CIJ said the media council is intended to improve media standards and ethics by upholding international standards and providing an avenue for arbitration of public complaints.

"It is most useful in doing so when it is a voluntary exercise by the media industry, not mandated by the government.

"The PPPA, on the other hand, is about giving the government control over the media.

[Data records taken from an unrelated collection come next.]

PR #431, opened 2015-09-29
Caching (resolves #376, resolves #171, resolves #379, resolves #443, resolves #444, resolves #445, resolves #450, resolves #402)

### LINKED ISSUE #171: Add optional file caching behaviour to jobStore

### LINKED ISSUE #376: Implement cache to work with job files
Depends on #375 working

### LINKED ISSUE #379: Create caching implementation

### LINKED ISSUE #402: Change log to master behavior
the FileStore.logToMaster does not result in a log message within the worker, rather the message is transmitted back. In the case the job crashes you therefore don't see these messages in the worker log. I think logToMaster should therefore both create a log message within the worker, as well as transmitting back the log message. I also think we should be able to specify the log level of the log to master message.

### LINKED ISSUE #443: sortTest and utilsTest can hang indefinitely trying to restart
This is not so worrying for interactive testing, but really annoying with Jenkins

### LINKED ISSUE #444: Encapsulate does not support return Values
Type Error (TypeError: 'NoneType' object has no attribute '__getitem__') when attempting to use the return value from an encapsulated job.

### LINKED ISSUE #445: static addChild definition of a node does what Encapsulate claims to do by default
If `A` is a job with dynamically added children, if

```
a, b = A(), B()
a.addChild(b)
```

then `b` should run in parallel with the dynamically added children unless `A().encapsulate` is specified. `b` appears to run only after all of `a`'s dynamically added children have completed.

### LINKED ISSUE #450: Does toil allow return values to be PromisedJobReturnValue instances
I noticed this while reading the Docstring of Job.run
```
Note: We disallow return values to be PromisedJobReturnValue instances
(generated by the Job.rv() function - see below).
A check is made that will result in a runtime error if you attempt to do this.
Allowing PromisedJobReturnValue instances to be returned does not work because
the mechanism to pass the promise uses a jobStoreFileID that will be deleted once
the current job and its descendants have been completed. This is similar to
scope rules in a language like C, where returning a reference to memory allocated
on the stack within a function will produce an undefined reference. 
Disallowing this also avoids nested promises (PromisedJobReturnValue
instances that contain other PromisedJobReturnValue).
```

I have such an instance in my pipeline so i decided to test it out on a toy example.
```
from toil.job import Job

import argparse

def f(job):
    '''
    DOCSTRING
    '''
    G = job.addChildJobFn(g)
    return G.rv()

def g(job):
    '''
    DOCSTRING
    '''
    return 'test.foo'


def i(job, work_dir):
    '''
    DOCSTRING
    '''
    pass

def test_1():
    '''
    DOCSTRING
    '''
    parser.add_argument('-f', dest='txt', default='txt')
    params = parser.parse_args()
    F = Job.wrapJobFn(f)
    I = Job.wrapJobFn(i, F.rv())
    F.addFollowOn(I)

if __name__ == '__main__':
    test_1() 
```
f is returning a PromisedJobReturnValue object of G and this should result in a runtime error, right?

benedictpaten:
Not ready for incorporation, just want to see if the azure/aws tests are passing.


benedictpaten:
Something is up with Jenkins (or the Jenkins/git hub link), I can't see the errors.

hannes-ucsc:
Have a look at the end of the build's console output. It will say that the build is cancelled because it took to long. You have two options:

a) Run all tests locally.

b) Modify jenkins.sh, append `tests="-s src"` to the `make` invocation. That will disable log [capturing] and print the log to the Jenkins console page in realtime. That will tell you which tests is hanging. You can then change `src` to a specific source file or even a specific test method [usage].

[capturing]: https://pytest.org/latest/capture.html
[usage]: https://pytest.org/latest/usage.html

When the hang is resolved, revert the changes to `jenkins.sh` because we shouldn't merge a PR with changes to it.

joelarmstrong:
For whatever reason, lately you have to go to http://jenkins.cgcloud.info, and log in. After that you can click the jenkins github link.

hannes-ucsc:
@joelarmstrong Yeah, I noticed that, too. I've been playing with authentication and authorization in Jenkins. At the least, I want to increase the session duration. Jenkins seems to log you out after like 30 min

benedictpaten:
This is now ready to merge from a feature point of view, once the tests pass.

benedictpaten:
Okay, all tests pass apart from the parasol sort test, which I have put a "skip" by. The parasol test just appears to hang. I think possibly it is hanging because jobs are being lost. I'd appreciate @adderan taking a look.

benedictpaten:
I'm fixing Arjun's errors in this PR, because otherwise I'm going to have a merge issue, I think.

jenkins.sh
```diff
@@ -9,4 +9,4 @@ virtualenv --system-site-packages venv
 make develop extras=[aws,mesos,azure,encryption]
 export LIBPROCESS_IP=127.0.0.1
 export PYTEST_ADDOPTS="--junitxml=test-report.xml"
-make $make_targets
+make $make_targets tests="-s src"
```
hannes-ucsc: This needs to be undone before we can merge.

src/toil/test/sort/sortTest.py
```diff
@@ -184,6 +190,7 @@ def testFileGridEngine(self):
         self._toilSort(jobStore=self._getTestJobStorePath(), batchSystem='gridengine')
 
     @needs_parasol
+    @unittest.skip("skipping until parasol support is less flaky")
```
hannes-ucsc: Not critical, but this could mention the corresponding GH issue.

hannes-ucsc: Which is #449.

hannes-ucsc:
Almost there. Just the two line notes above should be addressed.

benedictpaten:
Okay, fixed both of Arjun's issues. However, I think I may have introduced a hang bug with daemon threads in worker. Adding back the "needs work" flag, hopefully fix this evening.

benedictpaten:
Okay, once the tests pass I think this is all ready to merge. I've fixed the issues @hannes-ucsc listed and the thread support is now pretty robust.

hannes-ucsc:
The tests turn out to be flappy. I rewound the merge on master and opened PR #453 instead.

benedictpaten:
Hmm, so I set it up to run over and over on my box and capture the errors when they occur.  I note this interesting failure:

======================================================================
ERROR: testFileSingle (toil.test.sort.sortTest.SortTest)
----------------------------------------------------------------------
  File "/Users/benedictpaten/git/toil/src/toil/test/sort/sortTest.py", line 182, in testFileSingle
    self._toilSort(jobStore=self._getTestJobStorePath(), batchSystem='singleMachine')
  File "/Users/benedictpaten/git/toil/src/toil/test/sort/sortTest.py", line 83, in _toilSort
    makeFileToSort(tempSortFile, lines=lines, lineLen=lineLen)
  File "/Users/benedictpaten/git/toil/src/toil/test/sort/sortTest.py", line 277, in makeFileToSort
    with open(fileName, 'w') as fileHandle:
IOError: [Errno 13] Permission denied: '/var/folders/tq/ssptxjwn2mg8ln95gh6mzq_w0000gn/T/toil-test-toil.test.sort.sortTest.SortTest.testFileSingle-tempDir-H3oES1/fileToSort.txt'

===============================

It looks like something is going on with the temporary files created by toil test.

hannes-ucsc:
Please continue discussion in #453.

We have seen it wielded over the years to ensure that the media toes the government line and does not threaten it politically," it said.

The PPPA, it said, has not raised ethical standards and many unethical practices have gone without sanction as long as they were in line with the government's political objectives.

"We welcome the efforts of the government in facilitating the process of the setting up of the media council and in conducting consultations with the media industry, civil society and other stakeholders.

"We hope that the government will sustain and step up its efforts to build a society where the freedom of expression is protected, including by fulfilling its manifesto promises of abolishing the PPPA and other draconian laws," it said.

On Thursday, Communications and Multimedia Minister Gobind Singh Deo announced the pro-tem committee lineup comprising of various stakeholders.

The committee has two months to address five issues, including the self-regulating body's final function and mandate, its constitution and membership.

The pro-tem committee is headed by Malaysiakini chief executive officer Premesh Chandran (below, right).

Premesh's appointment was earlier agreed to by the stakeholders present during the closed-door consultation session.

Others on the committee include Chamil Wariya and Yong Soo Hong from the Malaysian Press Institute (MPI) and National Press Club chairperson Ahirudin Attan.

There are also representatives from the Gerakan Media Merdeka (Geramm), Journalists Alliance, National Union of Journalists Malaysia (NUJM), Foreign Correspondents Club of Malaysia (FCCM) and one representative each from Sabah and Sarawak.

Also on board is the media NGO Centre for Independent Journalism as well as various media owners.